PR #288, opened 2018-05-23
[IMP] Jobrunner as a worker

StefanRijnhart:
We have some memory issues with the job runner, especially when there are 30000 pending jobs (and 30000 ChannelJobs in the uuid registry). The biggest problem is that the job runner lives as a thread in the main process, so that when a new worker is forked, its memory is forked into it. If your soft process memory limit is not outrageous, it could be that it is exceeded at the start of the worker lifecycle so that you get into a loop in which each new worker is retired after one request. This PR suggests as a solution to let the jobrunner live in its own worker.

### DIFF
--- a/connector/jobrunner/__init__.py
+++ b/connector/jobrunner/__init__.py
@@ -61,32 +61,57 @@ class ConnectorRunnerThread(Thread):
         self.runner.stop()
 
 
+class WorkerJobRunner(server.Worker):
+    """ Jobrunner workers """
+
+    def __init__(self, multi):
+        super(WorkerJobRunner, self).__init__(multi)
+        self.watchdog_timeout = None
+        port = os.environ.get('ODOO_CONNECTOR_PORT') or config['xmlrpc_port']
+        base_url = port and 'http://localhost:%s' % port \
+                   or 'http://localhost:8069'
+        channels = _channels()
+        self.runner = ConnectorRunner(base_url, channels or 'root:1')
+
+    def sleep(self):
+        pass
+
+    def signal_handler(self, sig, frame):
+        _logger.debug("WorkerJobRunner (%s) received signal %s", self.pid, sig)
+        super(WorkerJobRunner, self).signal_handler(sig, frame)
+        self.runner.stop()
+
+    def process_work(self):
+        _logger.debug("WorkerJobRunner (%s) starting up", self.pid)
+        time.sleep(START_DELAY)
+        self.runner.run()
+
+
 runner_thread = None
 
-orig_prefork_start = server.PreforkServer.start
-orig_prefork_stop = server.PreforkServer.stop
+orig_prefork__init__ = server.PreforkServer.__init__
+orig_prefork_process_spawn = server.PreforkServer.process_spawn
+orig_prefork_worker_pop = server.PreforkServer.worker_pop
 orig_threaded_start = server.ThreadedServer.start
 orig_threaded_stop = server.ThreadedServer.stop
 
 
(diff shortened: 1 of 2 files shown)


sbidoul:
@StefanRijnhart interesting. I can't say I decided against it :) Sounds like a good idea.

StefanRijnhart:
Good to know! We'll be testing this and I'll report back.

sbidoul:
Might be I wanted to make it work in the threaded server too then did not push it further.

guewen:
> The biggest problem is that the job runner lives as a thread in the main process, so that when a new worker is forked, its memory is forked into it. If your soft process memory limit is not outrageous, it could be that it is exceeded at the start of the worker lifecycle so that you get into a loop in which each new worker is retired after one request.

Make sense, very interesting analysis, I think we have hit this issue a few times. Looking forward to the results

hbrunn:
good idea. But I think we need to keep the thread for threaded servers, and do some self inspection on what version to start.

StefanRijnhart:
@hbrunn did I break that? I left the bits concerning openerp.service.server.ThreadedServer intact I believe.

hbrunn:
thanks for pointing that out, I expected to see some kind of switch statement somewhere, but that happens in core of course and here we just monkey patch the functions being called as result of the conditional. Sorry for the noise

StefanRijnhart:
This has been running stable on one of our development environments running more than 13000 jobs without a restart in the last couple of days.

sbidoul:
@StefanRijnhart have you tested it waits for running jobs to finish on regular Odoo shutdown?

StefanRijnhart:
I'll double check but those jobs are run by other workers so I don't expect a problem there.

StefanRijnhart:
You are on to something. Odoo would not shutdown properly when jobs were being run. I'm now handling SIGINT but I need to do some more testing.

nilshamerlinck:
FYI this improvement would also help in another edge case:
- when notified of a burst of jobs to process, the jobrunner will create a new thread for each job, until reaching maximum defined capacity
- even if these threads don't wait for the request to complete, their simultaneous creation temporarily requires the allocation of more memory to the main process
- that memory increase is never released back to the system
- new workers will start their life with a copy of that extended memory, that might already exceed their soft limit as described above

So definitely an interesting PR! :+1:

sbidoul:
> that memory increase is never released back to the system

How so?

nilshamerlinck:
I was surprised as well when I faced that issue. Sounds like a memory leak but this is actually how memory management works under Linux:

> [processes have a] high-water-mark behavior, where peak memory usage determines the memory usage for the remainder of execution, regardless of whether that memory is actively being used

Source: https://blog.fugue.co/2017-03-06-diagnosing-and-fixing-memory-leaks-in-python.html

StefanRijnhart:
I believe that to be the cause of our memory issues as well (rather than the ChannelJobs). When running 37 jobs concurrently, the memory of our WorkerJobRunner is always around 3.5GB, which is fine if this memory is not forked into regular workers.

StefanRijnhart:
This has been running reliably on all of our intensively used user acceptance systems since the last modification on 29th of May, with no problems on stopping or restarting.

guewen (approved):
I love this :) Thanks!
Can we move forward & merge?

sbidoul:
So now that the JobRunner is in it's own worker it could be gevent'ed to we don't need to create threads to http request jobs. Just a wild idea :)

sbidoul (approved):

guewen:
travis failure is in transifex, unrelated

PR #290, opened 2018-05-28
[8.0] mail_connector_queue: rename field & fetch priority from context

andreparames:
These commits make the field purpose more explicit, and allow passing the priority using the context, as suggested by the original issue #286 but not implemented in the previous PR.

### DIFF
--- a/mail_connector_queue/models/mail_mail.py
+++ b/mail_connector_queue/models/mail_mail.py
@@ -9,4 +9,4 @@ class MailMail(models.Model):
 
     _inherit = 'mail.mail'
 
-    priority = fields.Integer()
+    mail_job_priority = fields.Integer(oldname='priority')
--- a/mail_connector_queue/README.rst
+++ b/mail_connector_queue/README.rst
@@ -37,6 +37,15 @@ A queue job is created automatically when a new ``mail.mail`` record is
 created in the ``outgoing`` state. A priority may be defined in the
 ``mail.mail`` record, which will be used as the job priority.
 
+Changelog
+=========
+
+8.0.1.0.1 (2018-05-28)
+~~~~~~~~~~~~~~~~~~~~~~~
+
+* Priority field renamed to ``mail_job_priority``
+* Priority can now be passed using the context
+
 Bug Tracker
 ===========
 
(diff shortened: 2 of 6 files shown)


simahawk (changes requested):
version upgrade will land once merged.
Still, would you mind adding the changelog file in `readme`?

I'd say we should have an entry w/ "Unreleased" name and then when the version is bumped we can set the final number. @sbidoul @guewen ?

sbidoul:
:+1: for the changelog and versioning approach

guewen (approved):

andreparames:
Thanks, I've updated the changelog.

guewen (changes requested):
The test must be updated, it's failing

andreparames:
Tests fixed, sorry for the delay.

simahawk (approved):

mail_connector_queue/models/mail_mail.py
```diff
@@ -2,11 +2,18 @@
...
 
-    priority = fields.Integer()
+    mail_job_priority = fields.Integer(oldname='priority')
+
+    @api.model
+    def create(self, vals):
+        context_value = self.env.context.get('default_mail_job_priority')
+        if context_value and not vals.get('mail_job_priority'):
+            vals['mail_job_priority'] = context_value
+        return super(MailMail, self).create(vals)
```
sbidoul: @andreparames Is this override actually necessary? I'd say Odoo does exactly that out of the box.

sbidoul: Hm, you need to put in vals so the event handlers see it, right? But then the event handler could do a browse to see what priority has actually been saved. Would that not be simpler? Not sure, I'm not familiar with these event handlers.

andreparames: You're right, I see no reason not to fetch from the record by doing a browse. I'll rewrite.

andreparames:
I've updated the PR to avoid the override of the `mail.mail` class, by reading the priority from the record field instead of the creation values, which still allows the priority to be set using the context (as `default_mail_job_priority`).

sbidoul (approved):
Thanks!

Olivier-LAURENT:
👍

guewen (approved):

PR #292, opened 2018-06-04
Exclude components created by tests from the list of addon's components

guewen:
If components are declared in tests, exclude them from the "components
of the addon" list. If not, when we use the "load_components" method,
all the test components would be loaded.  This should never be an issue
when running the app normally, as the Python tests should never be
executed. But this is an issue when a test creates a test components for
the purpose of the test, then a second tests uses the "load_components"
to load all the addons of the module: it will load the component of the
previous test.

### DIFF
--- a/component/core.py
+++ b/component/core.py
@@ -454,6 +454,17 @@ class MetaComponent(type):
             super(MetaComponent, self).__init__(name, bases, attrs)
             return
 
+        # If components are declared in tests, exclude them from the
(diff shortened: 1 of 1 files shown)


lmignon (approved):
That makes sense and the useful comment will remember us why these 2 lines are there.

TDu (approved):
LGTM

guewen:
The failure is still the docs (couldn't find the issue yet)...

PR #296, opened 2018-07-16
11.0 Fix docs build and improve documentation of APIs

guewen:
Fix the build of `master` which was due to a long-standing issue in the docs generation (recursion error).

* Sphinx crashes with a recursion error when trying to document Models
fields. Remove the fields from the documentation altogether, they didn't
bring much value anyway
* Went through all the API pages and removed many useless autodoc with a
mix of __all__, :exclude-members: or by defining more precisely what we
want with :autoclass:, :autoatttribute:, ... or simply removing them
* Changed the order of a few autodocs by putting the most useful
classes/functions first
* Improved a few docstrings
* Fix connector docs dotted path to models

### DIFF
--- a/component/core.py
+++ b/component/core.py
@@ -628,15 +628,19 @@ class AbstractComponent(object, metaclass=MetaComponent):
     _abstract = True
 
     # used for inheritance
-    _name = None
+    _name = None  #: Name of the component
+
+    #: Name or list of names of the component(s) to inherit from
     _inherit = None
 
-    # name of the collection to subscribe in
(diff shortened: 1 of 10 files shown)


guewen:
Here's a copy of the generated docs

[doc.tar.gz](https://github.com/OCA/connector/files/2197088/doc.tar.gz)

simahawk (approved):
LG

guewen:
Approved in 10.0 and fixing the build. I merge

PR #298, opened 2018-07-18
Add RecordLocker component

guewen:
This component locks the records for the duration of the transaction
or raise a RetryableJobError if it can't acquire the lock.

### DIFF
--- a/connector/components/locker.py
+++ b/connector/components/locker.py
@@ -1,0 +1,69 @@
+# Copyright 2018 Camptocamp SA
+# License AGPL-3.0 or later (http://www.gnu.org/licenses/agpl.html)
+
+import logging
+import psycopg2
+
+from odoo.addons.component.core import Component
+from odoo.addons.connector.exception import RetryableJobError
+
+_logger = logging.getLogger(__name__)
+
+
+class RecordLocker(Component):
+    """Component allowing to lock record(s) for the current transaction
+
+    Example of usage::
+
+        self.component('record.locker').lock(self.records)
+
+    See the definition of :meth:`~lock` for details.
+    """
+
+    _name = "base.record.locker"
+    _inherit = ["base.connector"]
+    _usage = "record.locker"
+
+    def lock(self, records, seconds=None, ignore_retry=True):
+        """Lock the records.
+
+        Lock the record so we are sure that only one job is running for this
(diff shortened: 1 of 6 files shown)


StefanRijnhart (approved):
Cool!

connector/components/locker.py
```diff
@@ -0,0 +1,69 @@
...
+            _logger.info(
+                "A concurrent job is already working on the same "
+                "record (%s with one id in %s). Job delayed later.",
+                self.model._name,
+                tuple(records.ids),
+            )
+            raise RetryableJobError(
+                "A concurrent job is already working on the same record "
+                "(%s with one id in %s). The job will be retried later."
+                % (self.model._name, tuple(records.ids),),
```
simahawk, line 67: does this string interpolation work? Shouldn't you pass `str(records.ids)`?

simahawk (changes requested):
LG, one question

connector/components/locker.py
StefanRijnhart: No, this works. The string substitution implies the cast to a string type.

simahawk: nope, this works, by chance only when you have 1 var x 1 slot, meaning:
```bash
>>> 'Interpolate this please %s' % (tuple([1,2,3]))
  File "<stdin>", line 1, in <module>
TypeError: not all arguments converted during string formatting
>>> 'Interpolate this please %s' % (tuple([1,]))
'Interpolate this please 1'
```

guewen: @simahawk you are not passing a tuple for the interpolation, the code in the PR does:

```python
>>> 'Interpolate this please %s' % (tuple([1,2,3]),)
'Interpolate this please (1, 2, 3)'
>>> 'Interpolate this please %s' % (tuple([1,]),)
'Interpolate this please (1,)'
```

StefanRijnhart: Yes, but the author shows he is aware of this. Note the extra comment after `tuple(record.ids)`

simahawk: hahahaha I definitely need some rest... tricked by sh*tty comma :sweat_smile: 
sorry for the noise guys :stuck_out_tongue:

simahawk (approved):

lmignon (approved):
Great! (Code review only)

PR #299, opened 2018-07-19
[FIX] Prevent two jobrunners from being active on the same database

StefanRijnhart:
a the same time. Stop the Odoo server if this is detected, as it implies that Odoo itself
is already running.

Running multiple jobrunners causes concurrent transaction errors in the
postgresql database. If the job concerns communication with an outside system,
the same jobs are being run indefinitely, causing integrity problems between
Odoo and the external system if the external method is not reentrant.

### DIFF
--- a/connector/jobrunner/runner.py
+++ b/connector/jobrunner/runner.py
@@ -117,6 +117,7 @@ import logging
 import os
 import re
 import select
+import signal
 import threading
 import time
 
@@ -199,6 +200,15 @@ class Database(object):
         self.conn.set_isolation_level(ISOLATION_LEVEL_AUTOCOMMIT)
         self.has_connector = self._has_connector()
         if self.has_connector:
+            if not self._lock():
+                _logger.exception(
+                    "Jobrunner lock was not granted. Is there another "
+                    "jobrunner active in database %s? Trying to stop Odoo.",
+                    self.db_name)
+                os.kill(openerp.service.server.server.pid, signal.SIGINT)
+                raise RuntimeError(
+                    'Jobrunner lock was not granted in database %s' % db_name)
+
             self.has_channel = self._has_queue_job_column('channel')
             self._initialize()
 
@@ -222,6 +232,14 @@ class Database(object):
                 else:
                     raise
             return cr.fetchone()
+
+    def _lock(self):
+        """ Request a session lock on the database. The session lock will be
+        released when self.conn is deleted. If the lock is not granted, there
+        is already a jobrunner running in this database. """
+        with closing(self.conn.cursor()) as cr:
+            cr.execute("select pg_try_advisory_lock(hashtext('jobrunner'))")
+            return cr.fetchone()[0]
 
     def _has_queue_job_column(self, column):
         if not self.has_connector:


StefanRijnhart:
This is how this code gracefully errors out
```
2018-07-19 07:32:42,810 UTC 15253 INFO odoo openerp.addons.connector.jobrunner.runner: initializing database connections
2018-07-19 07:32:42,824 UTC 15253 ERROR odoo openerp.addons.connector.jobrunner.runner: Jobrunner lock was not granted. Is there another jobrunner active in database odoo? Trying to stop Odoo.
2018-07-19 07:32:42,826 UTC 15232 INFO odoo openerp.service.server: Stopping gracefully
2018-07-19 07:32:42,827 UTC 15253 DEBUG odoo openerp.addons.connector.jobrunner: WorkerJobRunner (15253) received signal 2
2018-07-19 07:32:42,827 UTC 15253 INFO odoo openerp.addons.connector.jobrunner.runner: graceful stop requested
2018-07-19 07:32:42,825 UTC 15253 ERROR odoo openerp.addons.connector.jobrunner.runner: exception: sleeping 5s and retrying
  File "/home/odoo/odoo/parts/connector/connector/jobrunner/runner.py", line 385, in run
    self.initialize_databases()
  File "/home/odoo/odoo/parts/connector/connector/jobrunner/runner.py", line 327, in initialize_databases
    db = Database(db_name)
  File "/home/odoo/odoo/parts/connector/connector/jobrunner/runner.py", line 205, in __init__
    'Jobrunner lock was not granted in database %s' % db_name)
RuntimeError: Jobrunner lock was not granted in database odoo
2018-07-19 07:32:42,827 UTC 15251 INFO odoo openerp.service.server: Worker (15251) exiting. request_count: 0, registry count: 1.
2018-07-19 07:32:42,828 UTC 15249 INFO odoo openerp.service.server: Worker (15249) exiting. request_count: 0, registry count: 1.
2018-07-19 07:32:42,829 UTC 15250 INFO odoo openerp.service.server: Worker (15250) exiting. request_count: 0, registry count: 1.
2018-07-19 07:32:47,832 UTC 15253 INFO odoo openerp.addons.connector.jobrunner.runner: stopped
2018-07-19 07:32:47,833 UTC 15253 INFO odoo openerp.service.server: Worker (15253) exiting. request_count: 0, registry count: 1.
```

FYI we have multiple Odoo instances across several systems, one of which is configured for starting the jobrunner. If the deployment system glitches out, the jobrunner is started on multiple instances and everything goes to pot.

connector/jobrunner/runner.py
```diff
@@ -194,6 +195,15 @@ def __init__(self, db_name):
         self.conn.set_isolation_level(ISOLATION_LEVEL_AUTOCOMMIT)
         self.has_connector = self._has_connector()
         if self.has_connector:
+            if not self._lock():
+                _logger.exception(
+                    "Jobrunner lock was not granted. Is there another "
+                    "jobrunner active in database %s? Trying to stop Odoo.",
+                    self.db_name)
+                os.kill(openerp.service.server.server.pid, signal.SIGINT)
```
□ □ □ □
In the lines above, find each one with "browse" and list it.

sbidoul: Hm, you need to put in vals so the event handlers see it, right? But then the event handler could do a browse to see what priority has actually been saved. Would that not be simpler? Not sure, I'm not familiar with these event handlers.
andreparames: You're right, I see no reason not to fetch from the record by doing a browse. I'll rewrite.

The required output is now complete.